Faculty of Life Sciences, University of Manchester, Manchester, United Kingdom.
PLoS One. 2011;6(9):e24716. doi: 10.1371/journal.pone.0024716. Epub 2011 Sep 29.
The last two decades have witnessed a dramatic acceleration in the production of genomic sequence information and publication of biomedical articles. Despite the fact that genome sequence data and publications are two of the most heavily relied-upon sources of information for many biologists, very little effort has been made to systematically integrate data from genomic sequences directly with the biological literature. For a limited number of model organisms dedicated teams manually curate publications about genes; however for species with no such dedicated staff many thousands of articles are never mapped to genes or genomic regions.
METHODOLOGY/PRINCIPAL FINDINGS: To overcome the lack of integration between genomic data and biological literature, we have developed pubmed2ensembl (http://www.pubmed2ensembl.org), an extension to the BioMart system that links over 2,000,000 articles in PubMed to nearly 150,000 genes in Ensembl from 50 species. We use several sources of curated (e.g., Entrez Gene) and automatically generated (e.g., gene names extracted through text-mining on MEDLINE records) sources of gene-publication links, allowing users to filter and combine different data sources to suit their individual needs for information extraction and biological discovery. In addition to extending the Ensembl BioMart database to include published information on genes, we also implemented a scripting language for automated BioMart construction and a novel BioMart interface that allows text-based queries to be performed against PubMed and PubMed Central documents in conjunction with constraints on genomic features. Finally, we illustrate the potential of pubmed2ensembl through typical use cases that involve integrated queries across the biomedical literature and genomic data.
CONCLUSION/SIGNIFICANCE: By allowing biologists to find the relevant literature on specific genomic regions or sets of functionally related genes more easily, pubmed2ensembl offers a much-needed genome informatics inspired solution to accessing the ever-increasing biomedical literature.
在过去的二十年中,基因组序列信息的产生和生物医学文献的发表呈现出急剧加速的趋势。尽管基因组序列数据和出版物是许多生物学家最依赖的信息来源之一,但很少有人努力系统地将来自基因组序列的数据直接与生物文献整合。对于少数几个有专门团队的模式生物,他们会手动整理有关基因的出版物;然而,对于没有专门人员的物种,成千上万的文章从未被映射到基因或基因组区域。

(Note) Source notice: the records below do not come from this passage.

PR #914, opened 2021-03-29
Add support for ALB ingress controller

Puneeth-n:


skaymakca:
I was about to open an issue to start talking about AWS ALB ingresses and saw this PR.  I independently got this working on my own EKS cluster and think you need to change the couple of service definitions that check for gce to use NodePorts.  My ALB setup required the same ones to be NodePorts (due to ALB's requirement of NodePorts).

Puneeth-n:
which version of alb load balancer controller do you have? this seems to work fine on mine

skaymakca:
I am running:

`Image:         amazon/aws-alb-ingress-controller:v2.1.3`

I checked out your commit via git and installed the chart while setting the ingress controller to `alb`. The ingress did not reconcile/activate.  I am intending on running the ingress with the following annotations:

      kubernetes.io/ingress.class: alb
      alb.ingress.kubernetes.io/scheme: internal
      alb.ingress.kubernetes.io/certificate-arn: arn:XXXX

Running this the ingress controller had the following error:

```
Events:
  Type     Reason             Age                From     Message
  ----     ------             ----               ----     -------
  Warning  FailedDeployModel  8s (x13 over 36s)  ingress  Failed deploy model due to InvalidParameter: 1 validation error(s) found.
- minimum field value of 1, CreateTargetGroupInput.Port.
```

Due to the lack of NodePort services.  Rerunning as an ingress controller of `gce` worked with the ingress activating but didn't have the fix of moving the portal path definition being last, as your commit does for the `alb` controller option.

Alternatively adding the annotation to switch the alb target to the pods, seems to have the ingress activate.  The core pod's health checks don't pass / traffic doesn't route, but that could be an issue with security groups on my end:

    alb.ingress.kubernetes.io/target-type: ip

Puneeth-n:
@skaymakca 

These annotations work perfectly fine for me.


```hcl
annotations = {
  "kubernetes.io/ingress.class"               = "alb"
  "alb.ingress.kubernetes.io/scheme"          = "internal"
  "alb.ingress.kubernetes.io/listen-ports"    = jsonencode([{ HTTPS = 443 }])
  "alb.ingress.kubernetes.io/group.name"      = "infra"
  "alb.ingress.kubernetes.io/certificate-arn" = aws_acm_certificate.subdomain.arn
  "alb.ingress.kubernetes.io/target-type"     = "ip"
  "alb.ingress.kubernetes.io/success-codes"   = "200-499"
}
```

templates/ingress/ingress.yaml
```diff
@@ -64,10 +64,12 @@ spec:
   - http:
       paths:
 {{- if semverCompare "<1.19-0" .Capabilities.KubeVersion.GitVersion }}
+      {{- if ne .Values.expose.ingress.controller "alb" }}
```
ywk253100, line 67: What's the difference between the `if ne .Values.expose.ingress.controller "alb"` and `eq .Values.expose.ingress.controller "alb"` code block?

Puneeth-n: @ywk253100 The important thing is where portal_path `/*` is set in the ingress configuration for alb-load-balancer-controller. if it is the first thing, then all requests go to portal_path even though other path patterns such as `api/*` exists. To avoid this, when it is an alb load balancer, I set it as the last rule.

I do not know how the other ingress work and didn't want to break them. Therefore, when ingress type is not `alb`, portal_path is the 1st rule (like before) and if it is `alb`, it is the last rule

skaymakca:
> @skaymakca
> 
> These annotations work perfectly fine for me.
> 
> ```terraform
> annotations = {
>   "kubernetes.io/ingress.class"               = "alb"
>   "alb.ingress.kubernetes.io/scheme"          = "internal"
>   "alb.ingress.kubernetes.io/listen-ports"    = jsonencode([{ HTTPS = 443 }])
>   "alb.ingress.kubernetes.io/group.name"      = "infra"
>   "alb.ingress.kubernetes.io/certificate-arn" = aws_acm_certificate.subdomain.arn
>   "alb.ingress.kubernetes.io/target-type"     = "ip"
>   "alb.ingress.kubernetes.io/success-codes"   = "200-499"
> }
> ```

Thanks for sharing your configuration, it worked on my EKS cluster.

templates/ingress/ingress.yaml
ywk253100: Per my understanding, as the portal path `/*` can match all requests, if it works as the first rule, it should work as the last one.
So how about putting the portal path as the last one for all kinds of ingress controller?

shinji62:
Can we get this merge ? using alb controller too here.

templates/ingress/ingress.yaml
Puneeth-n: @ywk253100 sure. I will update the PR

ywk253100 (approved):

jgregmac:
I appreciate seeing people work on official support the the AWS Load Balance Controller, as I am struggling with getting Harbor to work with this Ingress, too.

However, I will note that this PR WILL NOT work correctly with the AWS Load Balancer Controller release 2.2.  The reason is that the 2.2 release introduces correct support for the `pathType` value of an Ingress path.  Previously, the AWS Ingress Controller ignored this field.  Under v2.2 if you set `pathType: Prefix` and then attempt to set a path with a wildcard in it, the controller will throw errors when attempting to reconcile the manifest.

The configuration in this PR only will word with AWS Load Balancer Controller v2.1.3 and earlier.

reasonerjt:
@Puneeth-n do you have bandwidth to incoporate the change suggested in this comment:
https://github.com/goharbor/harbor-helm/pull/914#issuecomment-841841184

Puneeth-n:
@reasonerjt sure

reasonerjt:
Thanks, but I think the `pathType` should be `ImplementationSpecific` only when it's using `alb`?  I'm not sure whether other ingress controllers can handle `ImplementationSpecific` correctly, sorry we don't have the bandwidth to verify all ingress controllers, so we better minimize the scope of the change.

You may use something like a ternary to make sure `ImplementationSpecific` is applied only when the ingress controller is alb.

ywk253100:
> I appreciate seeing people work on official support the the AWS Load Balance Controller, as I am struggling with getting Harbor to work with this Ingress, too.
> 
> However, I will note that this PR WILL NOT work correctly with the AWS Load Balancer Controller release 2.2. The reason is that the 2.2 release introduces correct support for the `pathType` value of an Ingress path. Previously, the AWS Ingress Controller ignored this field. Under v2.2 if you set `pathType: Prefix` and then attempt to set a path with a wildcard in it, the controller will throw errors when attempting to reconcile the manifest.
> 
> The configuration in this PR only will work with AWS Load Balancer Controller v2.1.3 and earlier. Post v2.2.0, the default Ingress syntax is valid, although as observed elsewhere the root path matching rule "/" for the "portal" pod needs to be moved to be bottom of the paths list, or it takes priority over all other paths in the Ingress configuration.
> 
> A configuration that will work for _both_ v2.1.3- _and_ v2.2.0+ would be to use the wildcard paths, and set the `pathType: ImplementationSpecific`

@jgregmac Is the change in aws ingress controller a bug or breaking change? If it is, fixing it in the aws ingress controller makes more sense?

reasonerjt:
Removing it from 1.7.0 release, due to unresolved comment, we'll revisit this in future release.

democracytoday:
You will also need to annotate the `harbor-core` service to correctly configure the health check as follows:
```
apiVersion: v1
kind: Service
metadata:
  name: harbor-core
  annotations:
    alb.ingress.kubernetes.io/healthcheck-path: /v2
    alb.ingress.kubernetes.io/success-codes: "401"
```

jgregmac:
> > I appreciate seeing people work on official support the the AWS Load Balance Controller, as I am struggling with getting Harbor to work with this Ingress, too.
> > However, I will note that this PR WILL NOT work correctly with the AWS Load Balancer Controller release 2.2. The reason is that the 2.2 release introduces correct support for the `pathType` value of an Ingress path. Previously, the AWS Ingress Controller ignored this field. Under v2.2 if you set `pathType: Prefix` and then attempt to set a path with a wildcard in it, the controller will throw errors when attempting to reconcile the manifest.
> > The configuration in this PR only will work with AWS Load Balancer Controller v2.1.3 and earlier. Post v2.2.0, the default Ingress syntax is valid, although as observed elsewhere the root path matching rule "/" for the "portal" pod needs to be moved to be bottom of the paths list, or it takes priority over all other paths in the Ingress configuration.
> > A configuration that will work for _both_ v2.1.3- _and_ v2.2.0+ would be to use the wildcard paths, and set the `pathType: ImplementationSpecific`
> 
> @jgregmac Is the change in aws ingress controller a bug or breaking change? If it is, fixing it in the aws ingress controller makes more sense?

Sorry for the delay in reply: I have not been tracking this closely. 

I would not describe the AWS change as a bug. They have corrected erroneous behavior in their product, and have implemented canonically correct behavior for ‘pathType: prefix’. It does not seem like a breaking change either. If a bug fix breaks someone’s workaround, we don’t usually call that a “breaking change”.

zyyw:
closing this because of the merge of this following PR:
* https://github.com/goharbor/harbor-helm/pull/1206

方法/主要发现:为了克服基因组数据与生物文献之间缺乏整合的问题,我们开发了 pubmed2ensembl(http://www.pubmed2ensembl.org),这是 BioMart 系统的一个扩展,将 PubMed 中的超过 200 万篇文章与 Ensembl 中的近 15 万条基因链接起来,这些基因来自 50 个物种。我们使用了几种经过精心整理的基因-出版物链接来源(例如,Entrez Gene)和自动生成的来源(例如,通过对 MEDLINE 记录进行文本挖掘提取的基因名称),允许用户过滤和组合不同的数据源,以满足他们个人对信息提取和生物发现的需求。除了将 Ensembl BioMart 数据库扩展到包含有关基因的已发表信息外,我们还实现了一个用于自动化 BioMart 构建的脚本语言,以及一个新颖的 BioMart 接口,该接口允许针对 PubMed 和 PubMed Central 文档执行基于文本的查询,并结合对基因组特征的约束。最后,我们通过典型的用例来说明 pubmed2ensembl 的潜力,这些用例涉及跨生物医学文献和基因组数据的集成查询。
结论/意义:通过允许生物学家更容易地找到特定基因组区域或功能相关基因集的相关文献,pubmed2ensembl 提供了一种急需的基于基因组信息学的解决方案,以访问不断增加的生物医学文献。